In laser ultrasonics lasers are used to generate as

well as detect ultrasonic waves. Ultrasonic waves

are used for non-destructive testing of materials

such as composites in aerospace and other

industries. Upon interaction with the material,

the resulting ultrasonic waves are optically

detected using lasers by techniques

such as Fabry-Pérot interferometry.

Laser ultrasonic technology is a technique wherein a pulsed laser is used to not only generate ultrasonic waves but detect them as well.  Most typically, laser ultrasonics is used to investigate flaws in composite materials in the aerospace industry, though the inherent beauty of laser ultrasonics is its applicability to any industry where such measurements are of value.  The governing physical principle is straightforward: as the laser pulse strikes the surface of the material to be studied, a sudden, localized, and instantaneous thermal expansion event occurs.  Should the laser power be sufficiently high as to induce boiling of the material, an ultrasound is generated via a recoil mechanism of the expanding material.  At even higher laser powers – when the material is purely ablated – a plasma is formed, the expansion of which contributes greatly to ultrasonic generation.

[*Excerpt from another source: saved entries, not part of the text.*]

PR #740, opened 2021-04-13
GraphQL Endpoint also generates the query you need to send to `lens_scope`

wimax-grapl:
https://github.com/grapl-security/issue-tracker/issues/357

- Adds a class that will dynamically generate the query we send to graphql_endpoint.
- We currently do not consume this anywhere except tests; I'm going to add a GraphQL query *to get this result* in next PR
Sample output from current schema:
https://gist.github.com/wimax-grapl/14f01759ba6160d700759107495c5711

This will eventually replace:
- the hardcoded query in src/js/engagement_view/src/services/graphQLRequests/utils_retrieveGraph/expandLensScopeQuery.tsx
- the hardcoded query in GraphqlEndpointClient

Some notes:
- PSA: We need to add a Stack Limit to expanding objects. For instance, a Process has Children with Parent has Children with Parent etc etc etc. I decided on a stack limit of 2.

i added some gr8 tests


src/js/graphql_endpoint/modules/schema_to_graphql.ts
```diff
@@ -36,7 +37,7 @@ function propertyToGraphql(
     }
 
     if (property.primitive == "Int") {
-        prim = GraphQLInt;
+        prim = GraphQLFloat;
```
wimax-grapl, line 40: GraphQLInt is only 32-bit and doesn't work with our timestamp ints

src/python/grapl_analyzerlib/grapl_analyzerlib/nodes/network_connection.py
```diff
@@ -19,7 +19,7 @@
 def default_network_connection_properties():
     return {
         "src_ip_address": PropType(PropPrimitive.Str, False),
-        "src_port": PropType(PropPrimitive.Str, False),
+        "src_port": PropType(PropPrimitive.Int, False),
         "dst_ip_address": PropType(PropPrimitive.Str, False),
         "dst_port": PropType(PropPrimitive.Int, False),
```
wimax-grapl, line 24: this seemed like a bug

src/js/graphql_endpoint/modules/schema_to_graphql.ts
colin-grapl: that's insane -_- how sad

src/python/grapl_analyzerlib/grapl_analyzerlib/nodes/network_connection.py
colin-grapl: probably yeah

colin-grapl (approved):

PR #742, opened 2021-04-14
Actually autoformat all TS files now. Apparently "**/*" is on by default in zsh, off by default in bash!

wimax-grapl:
none

we were not globbing files correctly earlier in the bin/format.sh; This fixes it.

its formatting


src/js/bin/format.sh
```diff
@@ -66,6 +67,8 @@ prettier \
     --config grapl-cdk/.prettierrc.toml \
     ${prettier_arg} \
     graphql_endpoint/**/*.ts \
-    grapl-cdk/**/*.ts \
+    grapl-cdk/bin/**/*.ts \
+    grapl-cdk/lib/**/*.ts \
+    grapl-cdk/test/**/*.ts \
     engagement_view/src/**/*.ts \
-    engagement_view/src/**/*.tsx
+    engagement_view/src/**/*.tsx \
```
wimax-grapl, line 74: # Everything below this is auto-formatting.

jgrillo-grapl (approved):

PR #743, opened 2021-04-14
Actually serving the query string from graphql-endpoint; + consume it in engagement-ux/tests

wimax-grapl:
https://github.com/grapl-security/issue-tracker/issues/357

- Adds a new query to Graphql Endpoint: "give me the query I'm supposed to use for lens scope"
- Instead of that query being hardcoded in engagement_ux, it now grabs it from this endpoint.
- Some minor improvements to the `useEffect` interval things. 

I tested it with my local-grapl. There are some tests that hit the new endpoint, though engagement UX is still mostly untested.


src/js/engagement_view/Dockerfile
```diff
@@ -20,6 +20,7 @@ COPY js/engagement_view .
 FROM engagement-view-deps AS engagement-view-build
 
 # build sources
+RUN yarn add react-scripts
```
wimax-grapl, line 23: it stopped working unless i did this and i dont know why

colin-grapl (approved):
Super cool!!

PR #750, opened 2021-04-16
KEEP_TEST_ENV=1 to keep environment after running a test

wimax-grapl:
its hack week

KEEP_TEST_ENV=1 make test-e2e
will preserve the test environment
this is *super useful* for, say, manually logging in to engagement-UX afterwards and wanting to see how it renders the data (events.xml) 

locally, with and without KEEP_TEST_ENV


inickles-grapl (approved):
👍

PR #751, opened 2021-04-18
Deduplicate Rust dependencies

inickles-grapl:

This updates Rust dependencies to reduce the number of duplicates, reducing the number of build objects from 441 to 402.

This includes bringing the external sysmon library (https://crates.io/crates/sysmon), which was managed by @colin-grapl, to this repository to be its new home.

I ran the integration tests.


src/rust/endpoint-plugin/Cargo.toml
```diff
@@ -9,5 +9,5 @@ edition = "2018"
 [dependencies]
 grapl-graph-descriptions = { path="../graph-descriptions", version="*" }
 derive-dynamic-node = { path="../derive-dynamic-node" }
-uuid = "0.8.2"
-thiserror = "1.0.23"
+uuid = { version = "0", features=["v4"] }
```
colin-grapl, line 12: Version 0?

colin-grapl (approved):

src/rust/endpoint-plugin/Cargo.toml
inickles-grapl: I'd seen this in the graph merger, thought it was your doing: https://github.com/grapl-security/grapl/blob/main/src/rust/graph-merger/Cargo.toml#L49, figured I'd at least try to be more consistent. Shall we make them all "0.8"?

PR #752, opened 2021-04-19
Remove no-longer-existing file from `EVERY_COMPOSE_FILE` in Makefile.

inickles-grapl:

The Makefile was referencing a file that no longer exists. This removes that reference.

I'll rely on CI tests.


christophermaier (approved):
👍

PR #754, opened 2021-04-19
Make `TARGETS=` universal to any docker-compose-with-error.sh consumer; add documentation

wimax-grapl:
None

- Users can now specify `TARGETS="service1 service2" make test-something` in order to only run a subset of tests.
- Add documentation:
image

Ran on my machine with
no TARGETS specified
TARGETS=something real
TARGETS=something fake

### DIFF
--- a/test/docker-compose-with-error.sh
+++ b/test/docker-compose-with-error.sh
@@ -1,9 +1,13 @@
 #!/bin/bash
 
+# You can pass TARGETS to this script to specify
+# which services to run, instead of all of them, which is the default behavior.
+TARGETS="${TARGETS}"
+
 set -e
 
 usage() { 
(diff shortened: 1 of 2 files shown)


inickles-grapl (approved):
looks great 👌

test/docker-compose-with-error.sh
```diff
@@ -1,9 +1,13 @@
 #!/bin/bash
 
+# You can pass TARGETS to this script to specify
+# which services to run, instead of all of them, which is the default behavior.
+TARGETS="${TARGETS}"
```
inickles-grapl, line 5: `TARGETS="${TARGETS}"` seems redundant, I'd think we can remove but keep the comment. Your call tho.

PR #756, opened 2021-04-20
Remove a duplicate implementation of S3PayloadRetriever.

inickles-grapl:

I realized we had duplicate implementations of `S3PayloadRetriever` in the sqs-executor. This removes one.

I ran the integration tests.


inickles-grapl:
I ran a diff between the two implementations, they were the same.

colin-grapl (approved):

PR #1269, opened 2021-11-16
Pull Pulumi artifacts from testing repository

christophermaier:
First, we add a promotion step to our merge pipeline; if all our
containers build successfully, we'll use our new Cloudsmith Buildkite
plugin to promote the new artifacts out of the `raw` repository into
the `testing` one. Anything left in the `raw` repository will be
deleted over time, because anything that remains in there more than a
few minutes is by definition part of a failing commit.

Then, we parameterize our Pulumi stack with the value of this
repository, so we can instruct Nomad where to pull the containers
from. Previously, we specified this using a combination of "registry"
and "repo". However, because of how the naming in Cloudsmith works, we
always had to interject a `grapl/` into the resulting address. (That
is, `registry` was `docker.cloudsmith.io` and `repository` was `raw`,
with a resulting value of
`docker.cloudsmith.io/grapl/raw/<MY_IMAGE_NAME>:<TAG>`.

The fact that we specified a name of `grapl/<MY_IMAGE_NAME>` in our
Docker Compose build files complicated things. We did this to adhere
to Docker Hub conventions, even though we don't ever push these images
to Docker Hub. Therefore, we had to take special care to assemble the
correct name of an image, depending on whether we were deploying into
AWS or "local Grapl".

In an attempt to simplify things, we now just specify everything up to
the image name (so, e.g., `docker.cloudsmith.io/grapl/testing`) in a
Pulumi stack configuration variable, named
`container_repository`. Though it's technically a combination of a
registry and part of a repository, it does make things a bit easier to
reason about, and to configure.

Since we pin our artifacts in Pulumi using just the bare container
name and version, these will continue to work as before (because the
same names and versions will be present in the new container repository.

To make this work with local containers, we just remove the `grapl/`
prefix from the image name, making them the same as what we expect
elsewhere. This still works, and is actually a little bit safer
because now it will be impossible to accidentally push them to Docker
Hub. (I renamed our local `localstack` image to
`localstack-grapl-fork` to make it more obvious that we are using
something different than the "normal" localstack container.)

### DIFF
--- a/pulumi/grapl/__main__.py
+++ b/pulumi/grapl/__main__.py
@@ -306,8 +306,7 @@ def main() -> None:
             # The vars with a leading underscore indicate that the hcl local version of the variable should be used
             # instead of the var version.
             _redis_endpoint=cache.endpoint,
-            container_registry="docker.cloudsmith.io/",
-            container_repo="raw/",
+            container_repository=f"{config.container_repository()}/",
             # TODO: consider replacing with the previous per-service `configurable_envvars`
             rust_log="DEBUG",
             **nomad_inputs,
@@ -333,8 +332,7 @@ def main() -> None:
             dict(
                 # The vars with a leading underscore indicate that the hcl local version of the variable should be used
                 # instead of the var version.
-                container_registry="docker.cloudsmith.io/",
-                container_repo="raw/",
+                container_repository=f"{config.container_repository()}/",
                 # TODO: consider replacing with the previous per-service `configurable_envvars`
                 rust_log="DEBUG",
                 provisioner_tag=version_tag(
@@ -344,8 +342,7 @@ def main() -> None:
             ),
             {
                 "aws_region",
-                "container_registry",
-                "container_repo",
+                "container_repository",
                 "deployment_name",
                 "provisioner_tag",
                 "rust_log",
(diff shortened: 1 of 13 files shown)


pulumi/grapl/__main__.py
```diff
@@ -306,8 +306,7 @@ def main() -> None:
             # The vars with a leading underscore indicate that the hcl local version of the variable should be used
             # instead of the var version.
             _redis_endpoint=cache.endpoint,
-            container_registry="docker.cloudsmith.io/",
-            container_repo="raw/",
+            container_repository=f"{config.container_repository()}/",
```
twunderlich-grapl, line 309: Is defining a pulumi.config.get as a function in infra config our preferred pattern?

twunderlich-grapl (approved):
Looking good

pulumi/grapl/__main__.py
christophermaier: 🤔 I can probably dispense with the function... I think it actually did some more stuff in an earlier iteration, but not anymore.

christophermaier: On second thought, I'll leave it as is, since we call it in a couple places.

PR #1272, opened 2021-11-19
Promote packages to the "validated" repository in Cloudsmith

christophermaier:
Once packages make it through the testing pipeline, we can copy them
into the "validated" repository, which will be a holding place for
packages that can plausibly be released to production.

This repository has retention rules set up (out of band; not in this
PR) so that we only keep the 5 most recent versions of each package.

Additionally, we promote the packages via copy and not move because
once we're able to selectively build based on "what changed", we'll be
introducing subsets of new packages. If we were to move them all out,
then nothing would be available for the next run-through of the
pipelines.

In the future, we may be able to incorporate the "extract the current
artifacts from the Pulumi stack" logic into the Pulumi plugin, or
probably the artifacts plugin; for now, though, we'll just add it to
the pipeline directly as we work out the best patterns.

### DIFF
--- a/.buildkite/pipeline.provision.yml
+++ b/.buildkite/pipeline.provision.yml
@@ -45,6 +45,53 @@ steps:
 
   - wait
 
+  # This makes use of the Pulumi binary installed on our agents, and
+  # uses it *only* to extract information from the Pulumi YAML stack
+  # file.
+  #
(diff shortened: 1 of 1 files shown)


jgrillo-grapl (approved):
👏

IPG Photonics offers a broad range of pulsed fiber lasers applicable to the generation of ultrasonic waves at medium to high repetition rates, including:

1)     Nanosecond pulsed fiber lasers
2)     Pico- and femtosecond pulsed fiber lasers

Subsequent to the generation of the ultrasonic waves via lasers, the detection occurs, most often also with the aid of laser technology.  As the ultrasonic wave is detected optically, common techniques include interferometry or Fabry-Pérot detection schemes.  Most techniques make use of continuous or long pulse (tens of µs), though shorter pulses have also found their domain of applicability.  Nevertheless, the principle is relatively the same: since the ultrasound waves generate a change in the index of refraction of the surrounding air, incident laser pulses will deflect slightly and thus change course.  This detected change is converted into an electrical signal.  At higher frequencies, the scheme of detection is somewhat different as the method relies on the detection of movement of the surface of the sample.  Nevertheless, since the theoretical detection limit is determined by phonon frequency – many orders of magnitude less than photon frequency – the sensitivity of laser ultrasonics is quite high.

IPG continuous wave (CW) and pulsed fiber lasers are a cost-effective and robust alternative suitable for use in both ultrasonics wave generation as well as detection in the aerospace industry.